Data records:

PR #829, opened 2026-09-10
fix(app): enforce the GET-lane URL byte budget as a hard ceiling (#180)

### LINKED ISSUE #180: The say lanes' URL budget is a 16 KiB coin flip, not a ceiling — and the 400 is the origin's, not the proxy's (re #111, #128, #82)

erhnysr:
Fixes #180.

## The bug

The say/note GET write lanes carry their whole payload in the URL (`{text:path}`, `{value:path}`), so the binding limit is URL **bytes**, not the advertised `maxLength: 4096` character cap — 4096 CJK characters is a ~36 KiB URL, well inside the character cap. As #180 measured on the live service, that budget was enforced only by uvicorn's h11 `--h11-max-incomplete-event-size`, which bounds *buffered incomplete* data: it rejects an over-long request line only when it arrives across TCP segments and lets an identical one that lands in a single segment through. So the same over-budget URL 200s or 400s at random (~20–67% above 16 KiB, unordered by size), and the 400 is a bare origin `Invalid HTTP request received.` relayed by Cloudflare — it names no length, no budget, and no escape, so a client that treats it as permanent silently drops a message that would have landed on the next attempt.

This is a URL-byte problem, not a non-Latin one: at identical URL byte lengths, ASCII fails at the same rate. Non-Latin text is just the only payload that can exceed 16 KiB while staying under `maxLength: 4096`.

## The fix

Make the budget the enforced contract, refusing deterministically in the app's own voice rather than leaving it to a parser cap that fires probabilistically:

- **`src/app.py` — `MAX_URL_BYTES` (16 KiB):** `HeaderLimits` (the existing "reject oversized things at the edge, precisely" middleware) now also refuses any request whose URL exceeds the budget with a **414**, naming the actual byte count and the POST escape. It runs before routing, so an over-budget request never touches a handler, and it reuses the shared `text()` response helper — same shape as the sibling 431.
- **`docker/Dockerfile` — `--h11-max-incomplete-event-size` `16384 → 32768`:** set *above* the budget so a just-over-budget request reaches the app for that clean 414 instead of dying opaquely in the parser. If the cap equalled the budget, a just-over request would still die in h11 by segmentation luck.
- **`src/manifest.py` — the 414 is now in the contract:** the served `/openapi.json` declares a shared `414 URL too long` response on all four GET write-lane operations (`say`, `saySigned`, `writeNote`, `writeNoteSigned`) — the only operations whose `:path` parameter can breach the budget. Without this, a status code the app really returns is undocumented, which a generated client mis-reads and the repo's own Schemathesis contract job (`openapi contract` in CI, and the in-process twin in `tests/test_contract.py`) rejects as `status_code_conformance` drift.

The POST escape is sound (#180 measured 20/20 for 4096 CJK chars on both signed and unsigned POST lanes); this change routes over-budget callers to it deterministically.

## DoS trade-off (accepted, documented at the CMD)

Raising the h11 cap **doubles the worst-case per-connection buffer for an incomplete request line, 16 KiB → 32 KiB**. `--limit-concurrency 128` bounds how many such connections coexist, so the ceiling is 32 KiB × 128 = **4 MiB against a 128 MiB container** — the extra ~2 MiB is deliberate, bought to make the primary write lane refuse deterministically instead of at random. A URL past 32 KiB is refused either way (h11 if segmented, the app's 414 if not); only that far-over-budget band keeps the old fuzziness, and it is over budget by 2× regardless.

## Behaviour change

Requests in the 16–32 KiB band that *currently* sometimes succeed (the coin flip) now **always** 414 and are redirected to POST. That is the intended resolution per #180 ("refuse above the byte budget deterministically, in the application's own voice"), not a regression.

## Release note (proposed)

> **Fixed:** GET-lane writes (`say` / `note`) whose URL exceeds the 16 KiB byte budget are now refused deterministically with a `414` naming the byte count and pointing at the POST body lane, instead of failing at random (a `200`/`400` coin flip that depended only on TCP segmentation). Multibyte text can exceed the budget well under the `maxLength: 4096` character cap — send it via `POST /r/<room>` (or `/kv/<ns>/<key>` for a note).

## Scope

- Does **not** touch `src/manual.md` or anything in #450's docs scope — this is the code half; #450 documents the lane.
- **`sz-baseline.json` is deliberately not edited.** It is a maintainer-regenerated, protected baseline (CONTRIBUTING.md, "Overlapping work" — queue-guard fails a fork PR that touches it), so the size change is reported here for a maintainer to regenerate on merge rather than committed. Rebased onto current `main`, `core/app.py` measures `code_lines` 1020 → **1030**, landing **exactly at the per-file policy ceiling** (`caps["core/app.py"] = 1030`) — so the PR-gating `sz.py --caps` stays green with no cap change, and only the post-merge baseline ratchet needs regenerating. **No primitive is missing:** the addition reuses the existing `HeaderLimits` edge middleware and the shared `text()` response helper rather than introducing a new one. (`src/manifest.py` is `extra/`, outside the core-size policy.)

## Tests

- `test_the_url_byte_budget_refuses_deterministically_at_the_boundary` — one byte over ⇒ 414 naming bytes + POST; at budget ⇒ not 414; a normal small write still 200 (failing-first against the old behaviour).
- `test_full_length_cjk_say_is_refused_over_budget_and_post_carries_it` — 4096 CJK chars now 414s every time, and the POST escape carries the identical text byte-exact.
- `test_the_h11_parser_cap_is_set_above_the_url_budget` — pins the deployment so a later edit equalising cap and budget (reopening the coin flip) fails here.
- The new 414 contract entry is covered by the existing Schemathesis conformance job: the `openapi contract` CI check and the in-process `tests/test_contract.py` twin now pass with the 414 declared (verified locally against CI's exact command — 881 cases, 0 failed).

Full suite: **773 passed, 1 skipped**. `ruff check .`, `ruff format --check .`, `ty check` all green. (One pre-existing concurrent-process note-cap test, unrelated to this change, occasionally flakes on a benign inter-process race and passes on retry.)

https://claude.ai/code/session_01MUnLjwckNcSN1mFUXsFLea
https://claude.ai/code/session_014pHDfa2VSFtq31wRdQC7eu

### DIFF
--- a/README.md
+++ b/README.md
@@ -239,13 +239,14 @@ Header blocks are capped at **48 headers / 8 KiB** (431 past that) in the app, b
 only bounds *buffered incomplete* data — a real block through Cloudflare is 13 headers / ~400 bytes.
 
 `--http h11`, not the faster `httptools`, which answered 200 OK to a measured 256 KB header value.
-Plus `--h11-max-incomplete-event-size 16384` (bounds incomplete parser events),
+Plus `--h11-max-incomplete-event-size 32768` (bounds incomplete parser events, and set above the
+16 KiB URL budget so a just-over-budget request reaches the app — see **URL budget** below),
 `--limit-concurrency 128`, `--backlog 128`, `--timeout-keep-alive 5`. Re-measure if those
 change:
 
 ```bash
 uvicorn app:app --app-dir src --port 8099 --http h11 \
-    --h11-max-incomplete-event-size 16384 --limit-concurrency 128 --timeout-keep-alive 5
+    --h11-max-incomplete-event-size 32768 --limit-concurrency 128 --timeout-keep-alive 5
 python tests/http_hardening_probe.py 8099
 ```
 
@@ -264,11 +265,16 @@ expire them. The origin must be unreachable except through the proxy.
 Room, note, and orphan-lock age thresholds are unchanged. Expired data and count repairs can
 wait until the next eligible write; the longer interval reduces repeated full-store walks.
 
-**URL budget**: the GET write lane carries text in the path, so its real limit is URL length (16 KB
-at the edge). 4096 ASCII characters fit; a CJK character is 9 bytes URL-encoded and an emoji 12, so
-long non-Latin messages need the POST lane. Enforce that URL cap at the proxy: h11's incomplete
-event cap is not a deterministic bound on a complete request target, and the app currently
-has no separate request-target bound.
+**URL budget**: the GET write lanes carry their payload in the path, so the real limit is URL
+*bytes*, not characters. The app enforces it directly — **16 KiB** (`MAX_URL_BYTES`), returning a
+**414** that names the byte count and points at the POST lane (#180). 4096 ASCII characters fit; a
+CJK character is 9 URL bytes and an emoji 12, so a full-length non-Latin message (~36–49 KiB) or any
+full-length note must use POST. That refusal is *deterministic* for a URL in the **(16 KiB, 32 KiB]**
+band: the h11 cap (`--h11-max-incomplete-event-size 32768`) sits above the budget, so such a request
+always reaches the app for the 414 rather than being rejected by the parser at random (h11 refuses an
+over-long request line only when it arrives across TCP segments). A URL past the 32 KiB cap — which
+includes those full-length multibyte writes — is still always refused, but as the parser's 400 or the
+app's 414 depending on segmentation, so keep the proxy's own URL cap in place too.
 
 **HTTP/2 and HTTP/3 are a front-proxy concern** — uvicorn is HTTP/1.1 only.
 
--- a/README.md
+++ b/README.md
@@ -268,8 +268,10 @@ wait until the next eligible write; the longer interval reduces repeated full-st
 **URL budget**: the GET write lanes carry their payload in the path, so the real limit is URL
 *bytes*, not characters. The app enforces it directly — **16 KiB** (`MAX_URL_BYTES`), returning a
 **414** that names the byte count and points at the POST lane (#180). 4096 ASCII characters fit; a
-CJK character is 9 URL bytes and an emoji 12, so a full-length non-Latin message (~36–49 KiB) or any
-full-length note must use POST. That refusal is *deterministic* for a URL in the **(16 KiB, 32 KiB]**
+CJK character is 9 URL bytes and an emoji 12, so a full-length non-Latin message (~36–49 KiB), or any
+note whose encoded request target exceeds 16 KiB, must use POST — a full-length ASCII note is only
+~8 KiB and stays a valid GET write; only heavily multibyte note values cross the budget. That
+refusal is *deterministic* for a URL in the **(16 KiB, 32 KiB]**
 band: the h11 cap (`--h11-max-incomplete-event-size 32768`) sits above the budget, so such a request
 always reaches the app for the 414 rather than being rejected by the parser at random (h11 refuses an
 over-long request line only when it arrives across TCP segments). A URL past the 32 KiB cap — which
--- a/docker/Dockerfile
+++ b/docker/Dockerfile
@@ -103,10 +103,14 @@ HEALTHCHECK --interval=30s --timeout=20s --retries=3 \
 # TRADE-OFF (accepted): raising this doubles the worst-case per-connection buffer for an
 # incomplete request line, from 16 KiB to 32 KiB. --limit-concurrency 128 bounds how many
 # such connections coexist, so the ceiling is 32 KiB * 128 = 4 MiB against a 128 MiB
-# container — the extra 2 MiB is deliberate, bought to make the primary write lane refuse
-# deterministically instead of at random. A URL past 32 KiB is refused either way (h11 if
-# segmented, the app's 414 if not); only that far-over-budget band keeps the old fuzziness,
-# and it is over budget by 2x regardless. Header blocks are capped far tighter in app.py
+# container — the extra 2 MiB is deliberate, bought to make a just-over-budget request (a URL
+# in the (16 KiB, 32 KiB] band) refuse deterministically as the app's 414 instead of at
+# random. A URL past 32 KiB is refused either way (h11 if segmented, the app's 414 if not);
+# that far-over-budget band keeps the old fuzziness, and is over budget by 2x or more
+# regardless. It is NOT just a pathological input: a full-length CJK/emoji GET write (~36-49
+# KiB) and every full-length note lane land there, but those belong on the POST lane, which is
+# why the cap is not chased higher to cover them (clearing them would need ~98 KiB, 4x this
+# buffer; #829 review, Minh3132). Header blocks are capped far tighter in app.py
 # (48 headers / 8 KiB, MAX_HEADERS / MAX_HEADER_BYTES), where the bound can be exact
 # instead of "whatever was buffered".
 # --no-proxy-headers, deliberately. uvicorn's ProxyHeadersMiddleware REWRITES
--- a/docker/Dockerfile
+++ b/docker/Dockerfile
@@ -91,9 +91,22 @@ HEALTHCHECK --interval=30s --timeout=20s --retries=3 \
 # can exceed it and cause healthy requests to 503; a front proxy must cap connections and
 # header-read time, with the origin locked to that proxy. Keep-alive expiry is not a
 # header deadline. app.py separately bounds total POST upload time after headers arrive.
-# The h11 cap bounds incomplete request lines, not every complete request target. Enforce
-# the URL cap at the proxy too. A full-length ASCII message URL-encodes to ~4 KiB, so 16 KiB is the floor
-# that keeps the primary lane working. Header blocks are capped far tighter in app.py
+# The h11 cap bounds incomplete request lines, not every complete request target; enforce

==

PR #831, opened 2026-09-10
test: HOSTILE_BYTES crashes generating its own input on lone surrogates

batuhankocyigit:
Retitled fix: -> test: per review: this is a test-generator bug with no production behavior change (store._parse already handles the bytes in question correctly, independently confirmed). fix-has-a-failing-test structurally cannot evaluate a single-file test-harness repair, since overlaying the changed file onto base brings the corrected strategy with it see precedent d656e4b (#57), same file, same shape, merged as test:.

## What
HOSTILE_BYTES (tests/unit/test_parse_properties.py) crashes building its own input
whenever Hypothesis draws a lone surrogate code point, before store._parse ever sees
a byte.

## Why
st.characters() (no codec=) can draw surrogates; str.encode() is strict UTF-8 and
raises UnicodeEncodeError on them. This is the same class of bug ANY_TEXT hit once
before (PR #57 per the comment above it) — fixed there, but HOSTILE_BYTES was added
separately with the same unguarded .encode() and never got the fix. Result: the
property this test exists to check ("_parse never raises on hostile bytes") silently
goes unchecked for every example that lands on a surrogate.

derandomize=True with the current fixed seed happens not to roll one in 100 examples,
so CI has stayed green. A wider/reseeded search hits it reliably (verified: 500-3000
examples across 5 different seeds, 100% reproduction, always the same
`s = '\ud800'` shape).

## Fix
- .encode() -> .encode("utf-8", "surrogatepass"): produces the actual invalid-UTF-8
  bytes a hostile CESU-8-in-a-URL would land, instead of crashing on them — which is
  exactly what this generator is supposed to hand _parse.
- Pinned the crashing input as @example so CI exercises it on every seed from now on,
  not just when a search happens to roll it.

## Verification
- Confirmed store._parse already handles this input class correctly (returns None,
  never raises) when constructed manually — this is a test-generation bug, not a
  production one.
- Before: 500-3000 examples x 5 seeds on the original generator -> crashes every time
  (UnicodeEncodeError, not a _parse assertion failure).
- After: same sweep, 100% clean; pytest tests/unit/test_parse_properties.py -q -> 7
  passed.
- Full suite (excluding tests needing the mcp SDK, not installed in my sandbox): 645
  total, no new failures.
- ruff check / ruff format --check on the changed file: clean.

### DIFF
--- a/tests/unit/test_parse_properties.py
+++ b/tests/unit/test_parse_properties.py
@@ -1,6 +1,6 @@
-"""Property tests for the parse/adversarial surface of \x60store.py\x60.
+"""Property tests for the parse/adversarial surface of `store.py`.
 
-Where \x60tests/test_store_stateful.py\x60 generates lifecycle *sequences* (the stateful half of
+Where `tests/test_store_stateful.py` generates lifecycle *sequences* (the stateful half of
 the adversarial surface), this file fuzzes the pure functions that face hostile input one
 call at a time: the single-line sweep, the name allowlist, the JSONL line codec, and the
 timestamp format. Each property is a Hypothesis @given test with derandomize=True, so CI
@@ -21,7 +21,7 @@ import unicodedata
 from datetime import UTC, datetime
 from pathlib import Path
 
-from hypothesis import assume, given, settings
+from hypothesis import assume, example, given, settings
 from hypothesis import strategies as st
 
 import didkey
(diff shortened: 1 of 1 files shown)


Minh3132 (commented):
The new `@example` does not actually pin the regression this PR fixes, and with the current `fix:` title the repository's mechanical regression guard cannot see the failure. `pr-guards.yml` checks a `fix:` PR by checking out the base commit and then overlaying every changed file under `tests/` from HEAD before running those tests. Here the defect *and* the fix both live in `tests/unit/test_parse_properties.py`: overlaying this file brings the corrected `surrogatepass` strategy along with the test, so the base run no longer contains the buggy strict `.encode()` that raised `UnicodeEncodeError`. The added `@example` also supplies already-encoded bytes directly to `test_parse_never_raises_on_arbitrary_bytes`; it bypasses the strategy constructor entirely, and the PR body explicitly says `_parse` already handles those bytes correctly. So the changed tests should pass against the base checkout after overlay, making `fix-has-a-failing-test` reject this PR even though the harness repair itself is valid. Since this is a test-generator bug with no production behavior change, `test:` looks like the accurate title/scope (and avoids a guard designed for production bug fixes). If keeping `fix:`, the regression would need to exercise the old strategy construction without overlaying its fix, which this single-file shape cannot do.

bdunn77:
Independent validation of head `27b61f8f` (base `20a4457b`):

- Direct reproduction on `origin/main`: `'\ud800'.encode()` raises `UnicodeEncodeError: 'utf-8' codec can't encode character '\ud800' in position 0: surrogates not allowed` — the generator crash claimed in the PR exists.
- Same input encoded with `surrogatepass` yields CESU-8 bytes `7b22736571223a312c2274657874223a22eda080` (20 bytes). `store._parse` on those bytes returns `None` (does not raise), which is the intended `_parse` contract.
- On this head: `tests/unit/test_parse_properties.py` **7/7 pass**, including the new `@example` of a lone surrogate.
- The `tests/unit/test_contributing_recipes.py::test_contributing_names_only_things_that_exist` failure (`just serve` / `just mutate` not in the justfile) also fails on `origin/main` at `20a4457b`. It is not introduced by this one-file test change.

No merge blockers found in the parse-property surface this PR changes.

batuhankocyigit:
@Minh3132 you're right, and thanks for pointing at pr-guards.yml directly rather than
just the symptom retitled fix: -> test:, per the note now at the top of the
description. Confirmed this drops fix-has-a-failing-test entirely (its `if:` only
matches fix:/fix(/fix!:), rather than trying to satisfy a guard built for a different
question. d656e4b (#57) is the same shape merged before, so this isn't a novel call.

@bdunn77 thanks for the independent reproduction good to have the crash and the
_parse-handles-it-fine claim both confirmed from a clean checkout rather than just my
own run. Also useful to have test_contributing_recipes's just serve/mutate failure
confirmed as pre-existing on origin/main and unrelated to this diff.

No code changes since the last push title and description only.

### WORK REQUEST
Every line from the line containing "## DoS trade-off" through the line containing "## Release note (proposed)" in the records above must be retyped exactly. Leave out the rest.

### YOUR SOLUTION
## DoS trade-off (accepted, documented at the CMD)

Raising the h11 cap **doubles the worst-case per-connection buffer for an incomplete request line, 16 KiB → 32 KiB**. `--limit-concurrency 128` bounds how many such connections coexist, so the ceiling is 32 KiB × 128 = **4 MiB against a 128 MiB container** — the extra ~2 MiB is deliberate, bought to make the primary write lane refuse deterministically instead of at random. A URL past 32 KiB is refused either way (h11 if segmented, the app's 414 if not); only that far-over-budget band keeps the old fuzziness, and it is over budget by 2× regardless.

## Behaviour change

Requests in the 16–32 KiB band that *currently* sometimes succeed (the coin flip) now **always** 414 and are redirected to POST. That is the intended resolution per #180 ("refuse above the byte budget deterministically, in the application's own voice"), not a regression.

## Release note (proposed)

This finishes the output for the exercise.